As a potential terrorist weapon biotoxins are
more than science fiction. The
distressing thing about "bioterrorism" is that it does not have to
succeed in actually harming anyone or anything in order to have an impact.
Consider, for example, the 1989 cases of the
two cyanide-laced Chilean grapes. No
one ingested cyanide and no one was harmed by the toxin.
In fact the amount found was too small to be
lethal. Yet the publicity surrounding
these two grapes caused a voluntary boycott by American consumers that resulted
in several million dollars worth of damage to Chilean agriculture, the
bankruptcy of more than a hundred growers and shippers and strained relations
between Chile and the United States.
Imagine the other sorts of damage a terrorist might do by simply
announcing that botulin or another biotoxin had been introduced into a city's
water supply.
Fortunately heating destroys most living organisms and nearly all
of their toxins, so even if these agents were used to contaminate food or
water, cooking or heating would render them
harmless. Protection against this sort of "attack" may require
little more than adequate locks on access doors and hatches, supplemented by
regular analyses.
As weapons of war biotoxins leave a great deal
to be desired. Not only are they highly unstable -- the US Army abandoned the
idea of using botulin as an aerosol when it discovered that simple sunlight
degraded it to impotency -- but extracting most of them is no simple task.

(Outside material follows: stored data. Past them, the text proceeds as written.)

PR #34242, opened 2023-11-22
Add/prevent batcache when accessing paywalled content

millerf:
## Proposed changes:

* Send no-cache headers so batcache is disabled when user access a paywalled content

### Other information:

### Works only on Atomic (can't see batcache on simple)
* Deploy on your sandbox
* Sandbox your preferred site
* Create a paywalled content
* Access gated content and notice a batcache hit
* Access paywall and notice no cache header

### DIFF
--- a/projects/plugins/jetpack/changelog/add-prevent-batcache-when-accessing-paywalled-content
+++ b/projects/plugins/jetpack/changelog/add-prevent-batcache-when-accessing-paywalled-content
@@ -1,0 +1,4 @@
+Significance: patch
+Type: enhancement
+
+Prevent caching paywalled content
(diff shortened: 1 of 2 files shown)


chrismccluskey (approved):
Tested this and I see the `Cache-Control: no-cache` header both as an editor and as a subscriber. LGTM!

simison:
@chrismccluskey @millerf would it make sense to disable the cache for this view, too?

image

millerf:
> @chrismccluskey @millerf would it make sense to disable the cache for this view, too?
> 
> image

Why?

millerf:
> @chrismccluskey @millerf would it make sense to disable the cache for this view, too?
> 

What makes you think this page is cached?

Screenshot 2023-12-04 at 11 53 57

For example, one hundred pounds of shellfish
must be ground up in order to make enough saxitoxin to kill just a handful of
persons. Difficulties on this order of
magnitude make biotoxins unattractive weapons of mass destruction.
Military planners find it far easier and more efficient to rely on
something which can be mass produced, remains stable under a variety of
conditions and is easily delivered.
Biotoxins may have potential, but are not likely to replace more readily
obtainable and easier to utilize methods.